Starmer ha sfidato i suoi oppositori e quindi non si è unito alla richiesta di “cessate il fuoco” in Palestina senza garanzie per Gerusalemme. In questo caso il rischio è di perdere elettori, considerando la presenza significativa di un’opinione pubblica radicalizzata e di una quota di elettorato musulmano.
Tuttavia il laburista ha scelto di tenere il punto perché è più importante offrire garanzie di lealtà all’America, alleato strategico della Gran Bretagna. La scommessa è che la guerra in Medio Oriente finisca abbastanza presto, così da spuntare le armi alla sinistra radicale prima che s’inneschi una crisi del neo-laburismo. Starmer non è Blair né vuole imitarlo, ma ha studiato lo stile dell’ex premier e soprattutto non lo demonizza per via della guerra in Iraq. Anche qui pesa la volontà di non indebolire il rapporto con Washington. In definitiva, nel campo del “labour” si è convinti che la vittoria contro Sunak passi dalla capacità di farsi votare da un ceto medio che vuole sicurezza, ma è tornato a guardare a sinistra. Si tratta, come è chiaro da tempo, di una sinistra pragmatica e non ideologica. Consapevole che per vincere occorre strappare ai conservatori una parte del loro elettorato.

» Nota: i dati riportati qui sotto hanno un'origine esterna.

PR #95, opened 2017-06-23
Fix issues when deleting a resource or a translation

ryancarlson:
The referenced file counts were being done incorrectly. This led to deleting one language or resource deleting files that belong to something else. This could mean images missing or even crashes when XML pages were missing.

### DIFF
--- a/godtools/AppDelegate.swift
+++ b/godtools/AppDelegate.swift
@@ -27,7 +27,9 @@ class AppDelegate: UIResponder, UIApplicationDelegate {
                 UIApplication.shared.isNetworkActivityIndicatorVisible = false
         }
         
-        print(NSHomeDirectory())
+        #if DEBUG
+            print(NSHomeDirectory())
+        #endif
         
         return true
     }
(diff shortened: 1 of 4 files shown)


godtools/AppDelegate.swift
```diff
@@ -27,6 +27,8 @@ class AppDelegate: UIResponder, UIApplicationDelegate {
                 UIApplication.shared.isNetworkActivityIndicatorVisible = false
         }
         
+        print(NSHomeDirectory())
```
pablomarti: Please remove this print

godtools/Managers/TranslationZipImporter.swift
```diff
@@ -188,12 +188,13 @@ class TranslationZipImporter: GTDataManager {
         
         let files = try FileManager.default.contentsOfDirectory(at: directory, includingPropertiesForKeys: nil, options: .skipsHiddenFiles)
         
+        print(files.count)
```
pablomarti: Please remove this

godtools/AppDelegate.swift
ryancarlson: I actually want to leave this one in there for awhile. It's the quickest and easiest way i've found to be able to determine the disk location for the database and resources folder. It shouldn't hurt anything, but we can leave it in for launch.

I could also wrap it in a debug tag so it only runs on debug builds, what do you think?

godtools/Managers/TranslationZipImporter.swift
ryancarlson: Good catch.

PR #97, opened 2017-06-23
Persist card state between languages

pablomarti:


pablomarti:
Hey @ryancarlson would you please check this PR? it is working fine for me, except for the lag of 0.7 segs, but it was before also. I believe the solution of creating a parallel view so when changing the language it will change the view immediately is a good option but it should be done in another branch.

godtools/Views/TractElements/TractCards.swift
```diff
@@ -38,6 +29,13 @@ class TractCards: BaseTractElement {
         return self.height - self.elementFrame.y + TractPage.navbarHeight
     }
     
+    // MARK: - Dynamic settings
+    
+    var isOnInitialPosition: Bool = true
```
ryancarlson: The type `Bool` can be inferred here. Very very small thing :)

pablomarti: Just made the change, thanks!

PR #105, opened 2017-06-27
Load type of input, build hidden input, and display keyboard depending on type

pablomarti:


godtools/GeneralExtensions/String.swift
```diff
@@ -15,6 +15,17 @@ extension String {
         return NSLocalizedString(self, tableName: nil, bundle: Bundle.main, value: "", comment: "")
     }
     
+    func removeBreaklines() -> String {
+        let regex = try! NSRegularExpression(pattern: "\n", options: NSRegularExpression.Options.caseInsensitive)
```
ryancarlson: I'm guessing we don't need the class/struct names `NSRegularExpression.Options` here? I'm not sure though.

godtools/GeneralExtensions/String.swift
```diff
@@ -15,6 +15,17 @@ extension String {
...
+        let range = NSMakeRange(0, self.characters.count)
+        return regex.stringByReplacingMatches(in: self, options: [], range: range, withTemplate: "")
+    }
+    
+    func condenseWhitespaces() -> String {
+        let components = self.components(separatedBy: NSCharacterSet.whitespacesAndNewlines)
```
ryancarlson: Do we need `NSCharacterSet` here?

godtools/Views/TractElements/TractInput.swift
```diff
@@ -51,17 +51,30 @@ class TractInput: BaseTractElement {
...
         self.textField.backgroundColor = elementProperties.backgroundColor
         self.textField.placeholderTranslationKey = elementProperties.placeholder ?? ""
+        self.textField.text = elementProperties.inputValue()
         self.textField.frame = CGRect(x: 0.0,
                                       y: self.height,
                                       width: self.elementFrame.finalWidth(),
                                       height: elementProperties.height)
         
+        switch elementProperties.type {
+        case .email:
```
ryancarlson: 👍 !

godtools/GeneralExtensions/String.swift
pablomarti: Not needed :D

godtools/GeneralExtensions/String.swift
pablomarti: It is not needed too, just making the changes, thanks!

PR #982, opened 2022-01-11
GT-1251 Removed deprecated xml node renderer

levieggertcru:
- Removed all swift files related to the old xml node renderer because we replaced it with the shared Multiplatform :)


wrandall22:
Looks like some other things got intermingled with this commit (e.g. changing types). Maybe it should have been 2 commits? Or is another branch's work sneaking in here?

levieggertcru:
Could have been broken into a couple commits in that case.

reldredge71 (approved):

PR #983, opened 2022-01-13
GT-1381: Fix right-to-left text in Tools

reldredge71:
Ensure that all text elements render as right-to-left if the primary language is right-to-left.  Also flip the number and the title in the ToolPageHeader for right-to-left languages.


wrandall22:
I like the clear, concise commits.

godtools/App/Services/Renderer/Views/MobileContent/Views/ContentText/MobileContentTextViewModel.swift
```diff
@@ -77,16 +79,34 @@ class MobileContentTextViewModel: MobileContentTextViewModelType {
...
-        let modelTextAlignment: MobileContentTextAlignment? = textModel.textAlignment ?? containerModel?.textAlignment
+        
+        let textModelAlignment = textModel.textAlignment
+        let containerModelAlignment = containerModel?.textAlignment
+        
+        //first determine the desired alignment for left-to-right languages
+        var modelTextAlignment = textModelAlignment ?? containerModelAlignment
+        
+        //if primary language is right-to-left, flip the alignment
+        if languageTextAlignment == .right {
```
levieggertcru, line 90: Hey @reldredge71 this ```languageTextAlignment``` is actually the alignment based on the language direction for the current rendered language.  So if we are viewing the parallel language, then this alignment is based off of that parallel language direction.  It's not related to the primary language in anyway making the above comment not accurate and maybe not what is intended here.

godtools/App/Services/Renderer/Views/Tool/Views/Header/ToolPageHeaderView.swift
```diff
@@ -45,8 +45,10 @@ class ToolPageHeaderView: MobileContentView {
         
         backgroundColor = .clear
         backgroundView.backgroundColor = viewModel.backgroundColor
+        
+        backgroundView.semanticContentAttribute = viewModel.languageDirectionSemanticContentAttribute
```
levieggertcru, line 49: That fixed it!  For some reason it doesn't seem to work anymore when setting directly on the ToolPageHeaderView.  I'm not sure why that is.  Better to just apply to both of those views.

levieggertcru (changes requested):

godtools/App/Services/Renderer/Views/MobileContent/Views/ContentText/MobileContentTextViewModel.swift
reldredge71: @levieggertcru I think I'm following.  I've been forgetting about rendering the parallel language.  So my desired effect would be to first assess what the XML objects state the alignment should be, and then take into account the language currently being rendered and flip the alignment if it is a right-to-left language.  So if the XML says left-aligned and the primary language is left-to-right, then all primary language text should stay left-aligned; if the parallel language is right-to-left, then all parallel language text should be right-aligned.  Is my logic still good, and I need to update the comment?  Or is it my logic that needs to be changed?

godtools/App/Services/Renderer/Views/Tool/Views/Header/ToolPageHeaderView.swift
reldredge71: Yeah it must be treating the backgroundView as the parent of the title and number, not the ToolPageHeaderView.

godtools/App/Services/Renderer/Renderer/Multiplatform/MobileContentMultiplatformRenderer.swift
```diff
@@ -89,7 +89,7 @@ class MobileContentMultiplatformRenderer: MobileContentRendererType {
                 
         for childModel in childModels {
             
-            let childMobileContentView: MobileContentView? = recurseAndRender(renderableModel: childModel, renderableModelParent: renderableModel, rendererPageModel: rendererPageModel, containerModel: containerModel)
+            let childMobileContentView: MobileContentView? = recurseAndRender(renderableModel: childModel, renderableModelParent: renderableModel, rendererPageModel: rendererPageModel, containerModel: containerModel, primaryLanguage: primaryLanguage)
```
levieggertcru, line 92: Don't need primaryLanguage here either.

godtools/App/Services/Renderer/Renderer/Multiplatform/MobileContentMultiplatformRenderer.swift
```diff
@@ -67,15 +67,15 @@ class MobileContentMultiplatformRenderer: MobileContentRendererType {
...
+        if let renderableView = recurseAndRender(renderableModel: pageModel, renderableModelParent: nil, rendererPageModel: rendererPageModel, containerModel: nil, primaryLanguage: primaryRendererLanguage) {
             return .success(renderableView)
         }
                 
         let failedToRenderPageError: Error = NSError(domain: "", code: -1, userInfo: [NSLocalizedDescriptionKey: "Failed to render page."])
         return .failure(failedToRenderPageError)
     }
     
-    private func recurseAndRender(renderableModel: MobileContentRenderableModel, renderableModelParent: MobileContentRenderableModel?, rendererPageModel: MobileContentRendererPageModel, containerModel: MobileContentRenderableModelContainer?) -> MobileContentView? {
+    private func recurseAndRender(renderableModel: MobileContentRenderableModel, renderableModelParent: MobileContentRenderableModel?, rendererPageModel: MobileContentRendererPageModel, containerModel: MobileContentRenderableModelContainer?, primaryLanguage: LanguageModel) -> MobileContentView? {
```
levieggertcru, line 78: Don't need to pass primary language here as it is available in MobileContentRenderableModel.

levieggertcru (changes requested):

godtools/App/Services/Renderer/Views/MobileContent/Views/ContentText/MobileContentTextViewModel.swift
reldredge71: I can ask, but I think it should flip based on how someone would expect to read the text.  I imagine that a reader of a right-to-left language would expect to read things right-aligned in most cases.  I can still ask though.

reldredge71: https://jira.cru.org/browse/GT-1381

It looks like they would like the alignment to be based on the currently rendered langauge

levieggertcru: Thanks @reldredge71, yeah that makes more sense like you said.

levieggertcru (approved):

PR #986, opened 2022-01-19
GT-1407 renderer download image fallback

levieggertcru:
Adding some additional logic to the renderer that will download image attachments if for some reason we are unable to fetch them from the cache.  This is could happen if a user opens a tool from a deep link because we sync all the attachments on first launch, so it is possible they go into a tool while that sync is happening and then land on a page with at image that hasn't been downloaded and cached yet.
This update will introduce some additional logic to download any non cached images from the remote database and display those in the renderer.


levieggertcru:
This PR is not valid.

PR #991, opened 2022-01-24
GT-1310 Fix: Present SelectParallelLanguage as Modal

reldredge71:
Move SelectParallelLanguage view from OnboardingFlow to ToolsFlow, triggered when landing on the ToolsFlow for the first time.  It is presented as a modal now instead of a full screen.  Also add functionality for the darkened background behind the modal to be pressed in order to exit the modal.


godtools/App/Features/SetupParallel/SetupParallelLanguageView.swift
```diff
@@ -6,19 +6,19 @@
 //  Copyright © 2021 Cru. All rights reserved.
 //
 
-import Foundation
 import UIKit
 
-class SetupParallelLanguageView: UIViewController {
+class SetupParallelLanguageView: UIViewController, UIGestureRecognizerDelegate {
```
levieggertcru, line 11: Hey @reldredge71 I have a functionality question on this one.  If I tap a language from the list, and then tap the overlays to close out the setup parallel language modal, my selection will be saved to settings.  I'm wondering if we only want to save that selection if the Get Started button is tapped.  In my head I was thinking tapping the overlay would cancel out, but maybe some people would want the option to stick.  Could you check with Ann and Daniel on this one and see when that setting should be saved.  If at the moment of tapping it in the list, or when Get Started is tapped.

godtools/App/Features/SetupParallel/SetupParallelLanguageView.swift
```diff
@@ -45,63 +45,66 @@ class SetupParallelLanguageView: UIViewController {
         
         super.viewDidLoad()
         
+        tapRecognizer = UITapGestureRecognizer(target: self, action: #selector(handleSelectLanguageTapped))
+        tapRecognizer.cancelsTouchesInView = false
+        tapRecognizer.delegate = self
+        self.view.addGestureRecognizer(tapRecognizer)
```
levieggertcru, line 51: I noticed when I tapped No, the language list appeared and then the entire modal was dismissed.  It looks like because this tap gesture is being applied to the entire view.  Instead it should be applied to the selectLanguageButtonView.

godtools/App/Features/SetupParallel/SetupParallelLanguageView.swift
levieggertcru, line 11: I don't see any UIGestureRecognizerDelegate methods being used in this class. https://developer.apple.com/documentation/uikit/uigesturerecognizerdelegate

No need to add the delegate for UITapGestureRecognizer.

godtools/App/Features/SetupParallel/SetupParallelLanguageView.swift
```diff
@@ -45,63 +45,66 @@ class SetupParallelLanguageView: UIViewController {
         
         super.viewDidLoad()
         
+        tapRecognizer = UITapGestureRecognizer(target: self, action: #selector(handleSelectLanguageTapped))
+        tapRecognizer.cancelsTouchesInView = false
+        tapRecognizer.delegate = self
```
levieggertcru, line 50: No need to add the delegate, not being used.

godtools/App/Features/SetupParallel/SetupParallelLanguageView.swift
```diff
@@ -45,63 +45,66 @@ class SetupParallelLanguageView: UIViewController {
...
+        self.view.addGestureRecognizer(tapRecognizer)
+        
         setupLayout()
         setupBinding()
     }
     
+    override func viewWillDisappear(_ animated: Bool) {
+        
+        self.view.removeGestureRecognizer(self.tapRecognizer)
+        self.tapRecognizer.delegate = nil
```
levieggertcru, line 60: Delegate not being used.

godtools/App/Features/SetupParallel/SetupParallelLanguageView.swift
```diff
@@ -45,63 +45,66 @@ class SetupParallelLanguageView: UIViewController {
...
+        tapRecognizer.delegate = self
+        self.view.addGestureRecognizer(tapRecognizer)
+        
         setupLayout()
         setupBinding()
     }
     
+    override func viewWillDisappear(_ animated: Bool) {
+        
+        self.view.removeGestureRecognizer(self.tapRecognizer)
```
levieggertcru, line 59: Is removing the gesture doing anything?  I think if it's removed it won't get added back because it is added on viewDidLoad.  If you do need to enable / disable a gesture that can also be done using the isEnabled property. https://developer.apple.com/documentation/uikit/uigesturerecognizer/1624220-isenabled

godtools/App/Features/SetupParallel/SetupParallelLanguageView.swift
```diff
@@ -6,19 +6,19 @@
...
+    
+    private var tapRecognizer: UITapGestureRecognizer!
+    
     @IBOutlet weak private var animatedView: AnimatedView!
     @IBOutlet weak private var promptLabel: UILabel!
     @IBOutlet weak private var selectLanguageButtonView: UIView!
-    @IBOutlet weak private var selectLanguageButtonGestureRecognizer: UITapGestureRecognizer!
     @IBOutlet weak private var selectLanguageButtonTitle: UILabel!
     @IBOutlet weak private var yesButton: UIButton!
     @IBOutlet weak private var noButton: UIButton!
```
levieggertcru, line 24: Can you make sure all of these button types are custom type in the .xib.  I think this one is System.  Want to ensure we keep those as custom types otherwise iOS versions could change the appearance of them.

godtools/App/Features/SetupParallel/SetupParallelLanguageView.swift
```diff
@@ -45,63 +45,66 @@ class SetupParallelLanguageView: UIViewController {
...
+        setupBottomButtons()
+    }
+    
     private func setupBinding() {
         
         animatedView.configure(viewModel: viewModel.animatedViewModel)
         
-        selectLanguageButtonGestureRecognizer.addTarget(self, action: #selector(handleSelectLanguageTapped))
-        
         yesButton.addTarget(self, action: #selector(handleYesTapped), for: .touchUpInside)
```
levieggertcru, line 81: Move addTargets into the viewDidLoad() just because we keep the setupBinding() relative to the viewModel.

godtools/App/Share/Views/TransparentModal/TransparentModalView.swift
```diff
@@ -68,6 +75,16 @@ class TransparentModalView: UIViewController {
         // modalView
         addModalView(modalView: modalView)
     }
+    
+    private func setupBinding() {
+        
+        overlayButton.addTarget(self, action: #selector(handleBackgroundTapped), for: .touchUpInside)
```
levieggertcru, line 81: Move into the viewDidLoad and keep the setupBinding() for any viewModel binding.

levieggertcru (changes requested):

godtools/App/Features/SetupParallel/SetupParallelLanguageView.swift
reldredge71: I can ask, but I think what I have is what's expected.

godtools/App/Features/SetupParallel/SetupParallelLanguageView.swift
reldredge71: I noticed that at one point, but I thought it went away.  I can try to make that change.

godtools/App/Features/SetupParallel/SetupParallelLanguageView.swift
reldredge71: I was just doing this for cleanup when the view gets closed.  I don't think I need to enable or disable it, I just want to properly remove the gesture recognizer when the screen gets closed.

levieggertcru: In that case you'd want to use the deinit to clean that up.  viewWillDisappear will get called if something is presented over this view, or if navigating forward to a view from a push etc. which would cause the tap gesture to get removed and then never added back.

godtools/App/Features/SetupParallel/SetupParallelLanguageView.swift
levieggertcru: Thanks Robert.

reldredge71: Justin said that he would like the parallel language to be set even if the user doesn't press "Get Started".  Doing it the way I have it could also give the app a couple more seconds to pre-load the parallel languages for the first few tools.  I know that the Favorited tools will download the primary language automatically when landing on the Tools Flow, is the same true for parallel language?

godtools/App/Features/SetupParallel/SetupParallelLanguageView.swift
```diff
@@ -6,19 +6,19 @@
...
-    private var closeButton: UIBarButtonItem?
-
+    private let buttonCornerRadius: CGFloat = 6
+    
+    private var tapRecognizer: UITapGestureRecognizer!
+    
     @IBOutlet weak private var animatedView: AnimatedView!
     @IBOutlet weak private var promptLabel: UILabel!
     @IBOutlet weak private var selectLanguageButtonView: UIView!
-    @IBOutlet weak private var selectLanguageButtonGestureRecognizer: UITapGestureRecognizer!
```
levieggertcru, line 21: Hey @reldredge71 instead of having this declared with the forced unwrap ```!``` can you instead make it immutable and allocate this when the view is initialized. I don't think you will be able to set the target and action on initialization of UITapGestureRecognizer, but take a look at the UITapGestureRecognizer addTarget method to do that.

https://developer.apple.com/documentation/uikit/uigesturerecognizer/1624230-addtarget

godtools/App/Features/SetupParallel/SetupParallelLanguageViewModel.swift
```diff
@@ -48,6 +48,8 @@ class SetupParallelLanguageViewModel: NSObject, SetupParallelLanguageViewModelTy
         
         super.init()
         
+        setupParallelLanguageAvailability.markSetupParallelLanguageViewed()
+        
         reloadData()
         
         setupBinding()
```
levieggertcru, line 55: I didn't catch this before, but when this viewModel is deallocated can you remove this observer. languageSettingsService.parallelLanguage

levieggertcru (changes requested):

godtools/App/Features/SetupParallel/SetupParallelLanguageView.swift
reldredge71: @levieggertcru I'm a little confused.  Are you talking about `selectLanguageButtonView`?  Should it not be an IBOutlet?  Or are you talking about the tapRecognizer?  If it's the tapRecognizer, then I could probably implement it similar to here: https://github.com/CruGlobal/godtools-swift/blob/develop/godtools/App/Services/Renderer/Views/MobileContent/Views/ContentImage/MobileContentImageView.swift#L26

levieggertcru: Hey @reldredge71 I was talking about the tapGesture.  IBOutlets you have to declare unwrapped ```!```, but anything else it's good practice not to declare with the ```!```.

levieggertcru (approved):

PR #996, opened 2022-01-31
GT-1394: Fix Bottom Gradient in Tool Cards

reldredge71:
There were two parts to the issue I found:
1. The gradient is initially being set before the content insets between the CardsView and the Card are set.  So the width of the gradient is the full with of the CardsView, not the new shrunken width of the Card.
2. Multiple gradient layers are getting layered on top of each other each time `setupLayout()` is getting stepped through.  So, even when the content insets are applied to the card and I call `layoutSubviews()`, the original gradient still exists.

My solution is to:
1. Make sure the gradient is getting set after the content insets are in place, and
2. If there is a gradient layer already in place, replace it instead of adding a new one.

### DIFF
--- a/godtools/App/Services/Renderer/Views/Tool/Views/Card/ToolPageCardView.swift
+++ b/godtools/App/Services/Renderer/Views/Tool/Views/Card/ToolPageCardView.swift
@@ -143,6 +143,7 @@ class ToolPageCardView: MobileContentView {
         let rootView: UIView? = subviews.first
         rootView?.layer.cornerRadius = cardCornerRadius
         
+        // bottom gradient
         bottomGradientView.isUserInteractionEnabled = false
         bottomGradientView.backgroundColor = .clear
         bottomGradientLayer.frame = bottomGradientView.bounds
@@ -185,7 +186,6 @@ class ToolPageCardView: MobileContentView {
     
     func setDelegate(delegate: ToolPageCardViewDelegate?) {
         self.delegate = delegate
-        
     }
     
     func onCardVisible() {
--- a/godtools/App/Services/Renderer/Views/Tool/Views/Card/ToolPageCardView.swift
+++ b/godtools/App/Services/Renderer/Views/Tool/Views/Card/ToolPageCardView.swift
@@ -93,6 +93,11 @@ class ToolPageCardView: MobileContentView {
         }
     }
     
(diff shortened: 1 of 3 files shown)


godtools/App/Services/Renderer/Views/Tool/Views/Card/ToolPageCardView.swift
```diff
@@ -177,8 +169,29 @@ class ToolPageCardView: MobileContentView {
         nextButton.isHidden = viewModel.hidesNextButton
     }
     
+    private func setupBottomGradientView() {
+        
+        bottomGradientView.isUserInteractionEnabled = false
+        bottomGradientView.backgroundColor = .clear
+        let bottomGradient = CAGradientLayer()
```
levieggertcru, line 176: Hey @reldredge71 ahh what's happening is when the bottomGradientView's bounds change (due to autolayout constraints) the added ```bottomGradient: CAGradientLayer``` doesn't update because constraints aren't applied to that CALayer.

What you have works, but it would be more optimized to just keep a reference to the added CAGradientLayer and then in layoutSubviews() method update the frame of the CAGradientLayer to match bounds of the bottomGradientView.

Also don't forget in the override layoutSubviews() to call super.

levieggertcru (changes requested):

godtools/App/Services/Renderer/Views/Tool/Views/Cards/ToolPageCardsView.swift
```diff
@@ -353,6 +353,8 @@ extension ToolPageCardsView {
             cardTopConstraints.append(top)
             
             cardView.setDelegate(delegate: self)
+            
+            cardView.layoutSubviews()
```
levieggertcru, line 357: Hey @reldredge71 one last thing, I'm pretty sure you don't need this call here. layoutSubviews() will get called by the system when the constraints layout. 
You also don't want to call layoutSubviews() directly according to Apple's documentation.  Instead you'd want to call either setNeedsLayout() or layoutIfNeeded() depending on your needs.  https://developer.apple.com/documentation/uikit/uiview/1622482-layoutsubviews

levieggertcru (changes requested):

levieggertcru (approved):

È lo stesso ragionamento del cancelliere Scholz in Germania. Da socialista vuole trattenere l’elettorato “moderato” e impedire che si rivolga alla destra. Di qui l’attenzione anche al tema dei territori extra europei come possibile rifugio temporaneo degli immigrati, certo sotto il mantello giuridico dei diritti umani. Il valore simbolico di tali intuizioni, al di là della loro immediata realizzazione, coincide con un potente messaggio elettorale. Tanto più che la sinistra radicale ha la capacità anche mediatica di rivolgersi con un certo successo all’opinione pubblica. Sia Scholz sia soprattutto Starmer non vogliono farsi travolgere dal rimbalzo delle guerre in corso, dal ritorno dell’antisemitismo, dall’immigrazione fuori controllo.
In Italia sappiamo invece che l’opposizione al governo della destra si caratterizza per un tentativo di accentuare l’impronta di sinistra.
L’idea è che si possono perdere un po’ di elettori moderati se si recuperano gli astenuti, i delusi da una sinistra troppo fiacca. Ciò nonostante, la linea oscillante di Elly Schlein non ha risparmiato alla segretaria le aspre critiche da chi la vorrebbe assai più radicale (vedi l’“Unità”). In altre parole, Starmer guida un centro-sinistra inglese che sta per sconfiggere i conservatori appropriandosi di alcuni dei loro argomenti.
Da noi si batte la strada opposta: contro la destra con un surplus di sinistra. Finora non ha funzionato.